The equivalent stiffness of beam-shell element models of the PTSP in the two proposed methods can be determined by creating only the solid element model of a welded joint. Since no experiment is required to update equivalent stiffnesses of beam and shell elements in the two proposed methods, the methodologies developed here can be considered as predictive ones;

Compared with the first 20 elastic natural frequencies from the solid element model of the PTSP, those from its directly simplified beam-shell element model that ignores welded joints are underestimated by 15–25%, while those from its beam-shell element models in the proposed methods are accurately determined and absolute values of errors are less than 2%, indicating that modeling of welded joints plays an important role in estimating natural frequencies of the PTSP;

The first two elastic modes of the PTSP in this work are global modes, while the third through 20th modes are localized modes in edge areas of its face sheets and have different shapes for the two face sheets.

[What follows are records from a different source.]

PR #450, opened 2026-05-04
ci: run diag manager tests on CI

romanc:
# Description

This is a follow-up from https://github.com/NOAA-GFDL/NDSL/pull/427 attempting to run pyFMS tests on CI. Doing so currently fails with a segfault when attempting to open `diag_manager_single_tile.nc` in line

```py
ds = xr.open_mfdataset("diag_manager_single_tile.nc", decode_times=True)
```

## How has this been tested?

All good as long as CI is green ... 

## Checklist

- [ ] My code follows the style guidelines of this project
- [ ] I have performed a self-review of my own code
- [ ] I have commented my code, particularly in hard-to-understand areas
- [ ] I have made corresponding changes to the documentation (e.g. add new modules to docs/docstrings/)
- [ ] My changes generate no new warnings
- [ ] Any dependent changes have been merged and published in downstream modules
- [ ] New check tests, if applicable, are included

PR #459, opened 2026-05-07
[Fix]: Removing race condition within `DiagManagerMonitor` testing

fmalatino:
# Description

This PR introduces changes that prevent a race condition that exists in `test_dm_monitor_single`. This PR builds off the work introduced by [PR 450](https://github.com/NOAA-GFDL/NDSL/pull/450).

## How has this been tested?

Tested using current CI

## Checklist


.github/workflows/unit_tests.yaml
```diff
@@ -5,8 +5,8 @@ on:
   pull_request: # ... a PR is opened / updated
   merge_group: # ... the PR is added to the merge queue
   push:
-    branches:
-      - main # ... when merging into the main branch
+    # branches:
+    #   - main # ... when merging into the main branch
```
romanc: Why did you comment these two lines?

.github/workflows/unit_tests.yaml
```diff
@@ -31,17 +42,20 @@ jobs:
         with:
           python-version: ${{ matrix.python-version }}
 
-      - name: Install mpi (MPICH flavor)
-        run: pip3 install mpich
+      - name: Install dependencies
+        run: |
+          sudo apt-get update --fix-missing
+          sudo apt-get install libopenmpi-dev netcdf-bin libnetcdf-dev libnetcdff-dev nco libyaml-dev diffutils
```
romanc: Two things here:

1. I'd prefer to not do any `apt-get install` in the NDSL pipelines unless we absolutely need them (e.g. in the case of the pyFMS monitor). 
2. I would avoid `apt-get update` in pipelines to keep workflows as reproducible as possible.

```suggestion
      - name: Install MPI
        if: ${{!contains(matrix.extra, 'pyfms')}}
        run: pip3 install mpich

      - name: Install pyFMS dependencies (includes system MPI)
        if: contains(matrix.extra, 'pyfms')
        run: sudo apt-get install libopenmpi-dev netcdf-bin libnetcdf-dev libnetcdff-dev nco libyaml-dev diffutils
```

.github/workflows/unit_tests.yaml
```diff
@@ -31,17 +42,20 @@ jobs:
...
 
       - name: Install Python packages
-        run: pip3 install .[test,zarr]
+        run: |
+          pip3 install -v .[${{matrix.extra}}]
```
romanc: why do you suggest to run this one-line call in script mode?

```suggestion
        run: pip3 install -v .[${{matrix.extra}}]
```

.github/workflows/unit_tests.yaml
```diff
@@ -31,17 +42,20 @@ jobs:
...
 
       - name: Run serial cpu tests
-        run: coverage run --rcfile=pyproject.toml -m pytest -m "not parallel and not gpu" tests
+        run: coverage run --rcfile=pyproject.toml -m pytest -s -m "${{matrix.marker-serial}}" tests
 
       - name: Run parallel cpu tests
-        run: mpiexec -np 6 coverage run --rcfile=pyproject.toml -m mpi4py -m pytest -m "parallel and not gpu" tests
+        run: mpiexec -np 6 --oversubscribe coverage run --rcfile=pyproject.toml -m mpi4py -m pytest -s -m "${{matrix.marker-parallel}}" tests
```
romanc: where does the `--oversubscribe` come from? why did you add `-s`?

tests/monitor/test_dm_monitor_single.py
```diff
@@ -220,7 +219,9 @@ def test_dm_monitor_single_tile():
 
     # check output!
     assert Path("diag_manager_single_tile.nc").exists()
-    ds = xr.open_mfdataset("diag_manager_single_tile.nc", decode_times=True)
+    with dask.config.set(scheduler="synchronous"):
+        ds = xr.open_dataset("diag_manager_single_tile.nc", decode_times=True)
+    print("Dataset opened through xarray")
```
romanc: remove debug print
```suggestion
```

tests/monitor/test_dm_monitor_single.py
```diff
@@ -220,7 +219,9 @@ def test_dm_monitor_single_tile():
 
     # check output!
     assert Path("diag_manager_single_tile.nc").exists()
-    ds = xr.open_mfdataset("diag_manager_single_tile.nc", decode_times=True)
+    with dask.config.set(scheduler="synchronous"):
+        ds = xr.open_dataset("diag_manager_single_tile.nc", decode_times=True)
```
romanc: Are you suggesting that any xarray dataset read in a non-parallel environment would need to be guarded by a `with` statement setting the scheduler to `"synchronous"`? That seems like something to be configured in a more central place to me, no?

romanc (changes requested):
I think we'll need to find a more central place to configure the `dask` scheduler.

.github/workflows/unit_tests.yaml
fmalatino: This was done during testing on within my fork and I forgot to uncomment them. My mistake.

.github/workflows/unit_tests.yaml
fmalatino: I previously had other commands in there and neglected to undo this. Undone now.

.github/workflows/unit_tests.yaml
fmalatino: The `--oversubscribe` flag is for use when openmpi is installed instead of mpich. I have amended the workflow now to use mpich for installs with and without pyfms.

tests/monitor/test_dm_monitor_single.py
fmalatino: When I looked up the errors that were being produced I was pointed in the direction of using this method, albeit I am not sure why this is the case given that it is not in a parallel environment. I think the issue comes down to the call to `decode_times` parameter within `open_dataset`, this is based on the information I have seen thus far on what might be the problem. The most recent commit has removed the use of the dask scheduler and instead will use a call to `MPIComm()._comm.Barrier()`, given that traceback makes references to calls regarding threading.

fmalatino:
Per the issues we are seeing in this PR, I think it is necessary to re-work the installation of pyfms, such that it will use the pip installed netcdf for installation. I will move this PR to draft and note when a PR for updating the install of pyfms is available.

.github/workflows/unit_tests.yaml
```diff
@@ -31,17 +42,29 @@ jobs:
...
 
+      - name: Install pyFMS dependencies (includes system MPI)
+        if: contains(matrix.extra, 'pyfms')
+        run: |
+          sudo apt-get update
+          sudo apt-get install libopenmpi-dev netcdf-bin libnetcdf-dev libnetcdff-dev nco libyaml-dev diffutils
+
       - name: Install Python packages
-        run: pip3 install .[test,zarr]
+        run: pip3 install -v .[${{matrix.extra}}]
```
romanc: I don't think we need to run `pip install` in verbose mode
```suggestion
        run: pip3 install .[${{matrix.extra}}]
```

.github/workflows/unit_tests.yaml
```diff
@@ -31,17 +42,29 @@ jobs:
...
-      - name: Install mpi (MPICH flavor)
+      - name: Install MPI
+        if: ${{!contains(matrix.extra, 'pyfms')}}
         run: pip3 install mpich
 
+      - name: Install pyFMS dependencies (includes system MPI)
+        if: contains(matrix.extra, 'pyfms')
+        run: |
+          sudo apt-get update
+          sudo apt-get install libopenmpi-dev netcdf-bin libnetcdf-dev libnetcdff-dev nco libyaml-dev diffutils
```
romanc, line 53: Why call `apt-get update`? Do you have a need for it? Imo it just makes the workflow even less reproducible because versions of system libraries installed might differ between runs.

```suggestion
        run: sudo apt-get install libopenmpi-dev netcdf-bin libnetcdf-dev libnetcdff-dev nco libyaml-dev diffutils
```

.github/workflows/unit_tests.yaml
romanc: > The `--oversubscribe` flag is for use when openmpi is installed instead of mpich. I have amended the workflow now to use mpich for installs with and without pyfms.

Is this still the case? As far as I can see, we are using MPICH for "normal" runs and OpenMPI for pyFMS runs. And thus need two invocations for running the parallel tests. I don't like that (imo unnecessary) duplication. I don't mind which mpi we use, but I'd like to stick with one if possible.

Also, the `-s` is still in there. Please remove unless there's a good reason
```suggestion
        run: mpiexec -np 6 --oversubscribe coverage run --rcfile=pyproject.toml -m mpi4py -m pytest -m "${{matrix.marker-parallel}}" tests
```

setup.py
```diff
@@ -15,7 +15,7 @@ def local_pkg(name: str, relative_path: str) -> str:
     "cftime",
     "xarray>=2025.01.2",  # datatree + fixes
     "f90nml>=1.1.0",
-    "netcdf4==1.7.2",
+    "netcdf4>=1.7.2",
```
romanc: Is this necessary? @FlorianDeconinck are we ready to give up control over the exact `netcdf4` version?

tests/monitor/test_dm_monitor_single.py
```diff
@@ -220,30 +218,30 @@ def test_dm_monitor_single_tile():
...
-    assert ds["var_3d"].attrs["units"] == "muntin"
-    assert ds["time"].shape == (ntimesteps,)
-    assert ds["time"].dims == ("time",)
-    assert ds["time"].values[0] == cftime.DatetimeNoLeap(2, 1, 1, 2, 1, 1)
-    assert ds["time"].values[1] == cftime.DatetimeNoLeap(2, 1, 1, 3, 1, 1)
-    assert ds["time"].values[2] == cftime.DatetimeNoLeap(2, 1, 1, 4, 1, 1)
-    np.testing.assert_array_equal(ds["var_2d"].values[0, :, :], var2_global.transpose())
-    np.testing.assert_array_equal(ds["var_2d"].values[1, :, :], var2_global.transpose())
-    np.testing.assert_array_equal(ds["var_2d"].values[2, :, :], var2_global.transpose())
+    ds = Dataset("diag_manager_single_tile.nc")
```
romanc, line 221: just out of curiosity: did you figure out what the issue with `xr.open_dataset()` was?

romanc (changes requested):

.github/workflows/unit_tests.yaml
fmalatino: I tried running the tests with just mpich, and the tests would fail, with a message regarding lack of processors for the run. I will remove the `-s` on the incoming commit.

.github/workflows/unit_tests.yaml
fmalatino: I add the verbose flag to track the pyfms install, will remove with the next commit.

.github/workflows/unit_tests.yaml
fmalatino: I will remove this and try the runs without. Previously there were errors in the install and the update seemed to fix this.

tests/monitor/test_dm_monitor_single.py
fmalatino: It invoked some multi-threading methods that were creating some race conditions. I didn't dig into what was specifically happening within the call, and instead looked into other ways to access the data in the files and came across using the netcdf package directly, which seemingly does not use threading.

setup.py
fmalatino: This has been amended.

.github/workflows/unit_tests.yaml
fmalatino: I had to add the `apt-get update` back in as it was necessary to avoid an issue with `libcurl` access.

.github/workflows/unit_tests.yaml
```diff
@@ -31,17 +42,24 @@ jobs:
...
 
       - name: Install Python packages
-        run: pip3 install .[test,zarr]
+        run: pip3 install .[${{matrix.extra}}]
 
       - name: Run serial cpu tests
-        run: coverage run --rcfile=pyproject.toml -m pytest -m "not parallel and not gpu" tests
+        run: coverage run --rcfile=pyproject.toml -m pytest -s -m "${{matrix.marker-serial}}" tests
```
romanc: Please remove the extra `-s` argument 

```suggestion
        run: coverage run --rcfile=pyproject.toml -m pytest -m "${{matrix.marker-serial}}" tests
```

romanc (changes requested):
While there is now a combination of system dependencies and user code that makes the tests pass, I'm still a bit uneasy on this feature. In particular, I'm wondering if there's anything we can learn from this message

Image

which [shows up in pyFMS tests](https://github.com/NOAA-GFDL/NDSL/actions/runs/25697320515/job/75448715648?pr=459) now that they run. Tracing that message back to `FMS`, I get here

https://github.com/NOAA-GFDL/FMS/blob/222f3c6de852b6ba565bd5d6bac55893e92ea106/diag_manager/diag_manager.F90#L4221-L4222

which indicates that something in the setup of the diag_manager isn't as expected. And indeed, in NDSL, `diag_manager.init()` is called without the `time_init` argument

https://github.com/NOAA-GFDL/NDSL/blob/4d43f77a26dd81ab1e189ede6e38b035b456b88b/ndsl/monitor/diag_manager_monitor.py#L35

which `pyFMS` does provide as an option:

https://github.com/NOAA-GFDL/pyFMS/blob/2dd98e645e99bfedd610d057e5aaf9541763ea3d/pyfms/py_diag_manager/diag_manager.py#L77-L80

Do you think the above error message could be related to the crashes we have seen previously? If not, do you think there's a way to configure pyFMS or the pyFMS-monitor to avoid the message (i.e. not use `prepend_date` or supply a `time_init` argument)? It looks like `prepend_date` is an option read from a namelist and it defaults to true

https://github.com/NOAA-GFDL/FMS/blob/222f3c6de852b6ba565bd5d6bac55893e92ea106/diag_manager/diag_manager.F90#L191-L197

.github/workflows/unit_tests.yaml
fmalatino: Removed the flag in the most recent commit.

fmalatino:
> While there is now a combination of system dependencies and user code that makes the tests pass, I'm still a bit uneasy on this feature. In particular, I'm wondering if there's anything we can learn from this message
> 
> Image
> which [shows up in pyFMS tests](https://github.com/NOAA-GFDL/NDSL/actions/runs/25697320515/job/75448715648?pr=459) now that they run. Tracing that message back to `FMS`, I get here
> 
> https://github.com/NOAA-GFDL/FMS/blob/222f3c6de852b6ba565bd5d6bac55893e92ea106/diag_manager/diag_manager.F90#L4221-L4222
> 
> which indicates that something in the setup of the diag_manager isn't as expected. And indeed, in NDSL, `diag_manager.init()` is called without the `time_init` argument
> 
> https://github.com/NOAA-GFDL/NDSL/blob/4d43f77a26dd81ab1e189ede6e38b035b456b88b/ndsl/monitor/diag_manager_monitor.py#L35
> 
> which `pyFMS` does provide as an option:
> 
> https://github.com/NOAA-GFDL/pyFMS/blob/2dd98e645e99bfedd610d057e5aaf9541763ea3d/pyfms/py_diag_manager/diag_manager.py#L77-L80
> 
> Do you think the above error message could be related to the crashes we have seen previously? If not, do you think there's a way to configure pyFMS or the pyFMS-monitor to avoid the message (i.e. not use `prepend_date` or supply a `time_init` argument)? It looks like `prepend_date` is an option read from a namelist and it defaults to true
> 
> https://github.com/NOAA-GFDL/FMS/blob/222f3c6de852b6ba565bd5d6bac55893e92ea106/diag_manager/diag_manager.F90#L191-L197

Looping @rem1776 in here as he brought this feature in and generated this test.

rem1776:
@romanc Yeah skipping the `init_time` argument was intentional. It's more of an optional feature to change the name of your output files so that they include the model start date.

The `init_time` argument used in the `diag_manager_init` routine is only used to prepend the starting date to the output filename. If theres no `init_time` present and `prepend_date` is true, after outputting that note message FMS will set `prepend_date` to false so that it doesn't cause a problem.

We could add a line to set prepend_date to false in the created namelists, which would silence the message but not change any other behavior, if thats preferable. We may want to use this option the future, but I think it would be better to do that via a flag in the monitor's init routine instead of doing it every run.

.github/workflows/unit_tests.yaml
romanc: I see ... I guess we'll need it then.

romanc:
@rem1776 thanks for the background on that `init_time` flag. I was asking because @fmalatino had to modify the test code to change

```patch
- ds = xr.open_mfdataset(filename, decode_times=True)
+ ds = netCDF4.Dataset(filename)
```

and then use `num2date()` in the test code to make them run on CI. Reading via `xarray` would end up in a segfault and traces would point to date/time routines. Since I have no experience with FMS, I found this suspicious and I was looking for anything that would explain why this would happen. Would you expect reading via `xarray` to fail?

> We could add a line to set prepend_date to false in the created namelists, which would silence the message but not change any other behavior, if thats preferable. We may want to use this option the future, but I think it would be better to do that via a flag in the monitor's init routine instead of doing it every run.

I agree that this would be better placed in the monitor's init routine.

fmalatino:
> @rem1776 thanks for the background on that `init_time` flag. I was asking because @fmalatino had to modify the test code to change
> 
> ```diff
> - ds = xr.open_mfdataset(filename, decode_times=True)
> + ds = netCDF4.Dataset(filename)
> ```
> 
> and then use `num2date()` in the test code to make them run on CI. Reading via `xarray` would end up in a segfault and traces would point to date/time routines. Since I have no experience with FMS, I found this suspicious and I was looking for anything that would explain why this would happen. Would you expect reading via `xarray` to fail?
> 
> > We could add a line to set prepend_date to false in the created namelists, which would silence the message but not change any other behavior, if thats preferable. We may want to use this option the future, but I think it would be better to do that via a flag in the monitor's init routine instead of doing it every run.
> 
> I agree that this would be better placed in the monitor's init routine.

Do we want this change in this PR or a subsequent one?

.github/workflows/unit_tests.yaml
```diff
@@ -31,17 +42,26 @@ jobs:
...
+        if: contains(matrix.extra, 'pyfms')
+        run: |
+          sudo apt-get update
+          sudo apt-get install libopenmpi-dev netcdf-bin libnetcdf-dev libnetcdff-dev nco libyaml-dev diffutils
 
       - name: Install Python packages
-        run: pip3 install .[test,zarr]
+        run: |
+          pip3 install .[${{matrix.extra}}]
+          pip3 list
```
romanc: please remove debug `pip list` ...

```suggestion
        run: pip3 install .[${{matrix.extra}}]
```

romanc (approved):
It looks like we are a bit stuck here with this PR. Let me propose the following

1. Follow-up issue for the `init_time` argument
2. Follow-up issue for the crash when using `xarray.open_dataset()`
3. and then we merge this PR as-is since it's anyway an improvement over the current state where pyfms-tests don't even run.

fmalatino:
Issues [467 ](https://github.com/NOAA-GFDL/NDSL/issues/467)and [468](https://github.com/NOAA-GFDL/NDSL/issues/468) have been added to track the `xarray` use issue and default arguments to `DiagManagerMonitor` respectively.

rem1776 (approved):

fmalatino:
Checking if this can be merged?

romanc:
> Checking if this can be merged?

Fine by me and since Ryan also approved, I don't see a reason to wait any longer. Florian won't have time to review.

MAC values between mode shapes from the beam-shell element model by updating the Young’s modulus of shell elements and those from the solid element model are all over 95% along the diagonal of the MAC matrix and close to 0 for off-diagonal elements of the matrix, while MAC values between mode shapes from the beam-shell element model by updating the thickness of shell elements and those from the solid element model are less than 70% along the diagonal of the MAC matrix for some high localized modes, indicating that the method by updating the thickness of shell elements is less accurate in simulating high localized mode shapes of the PTSP than that by updating the Young’s modulus;

Compared with DOFs of the solid element model, those of beam-shell element models that are created by the proposed methods are reduced by 98% for the whole PTSP and 99% for each welded joint, indicating that the proposed methods can save large amounts of computation time and computer memory from the solid element model in the FE analysis of the PTSP with welded joints; and

The first 14 elastic modes of the PTSP specimen were captured in the experiment without missing any modes. Absolute values of errors between elastic natural frequencies of the specimen from beam-shell element models in the proposed methods and the experiment are less than 2% for the first two global modes and less than 5% for the third through 14th localized modes. Diagonal MAC values are over 95% for the two global modes and over 85% for the localized modes. Accuracy of the proposed methods in estimating the first 14 elastic natural frequencies and mode shapes of the specimen is experimentally validated.

## Acknowledgment

The authors would like to thank the support from the National Science Foundation through the award number CMMI-1763024, Kun He for valuable discussions, and Scott Smith for creating a preliminary solid element model of the PTSP in this work.

## Conflict of Interest

There are no conflicts of interest.

## Data Availability Statement

The datasets generated and supporting the findings of this article are obtainable from the corresponding author upon reasonable request. The authors attest that all data for this study are included in the paper.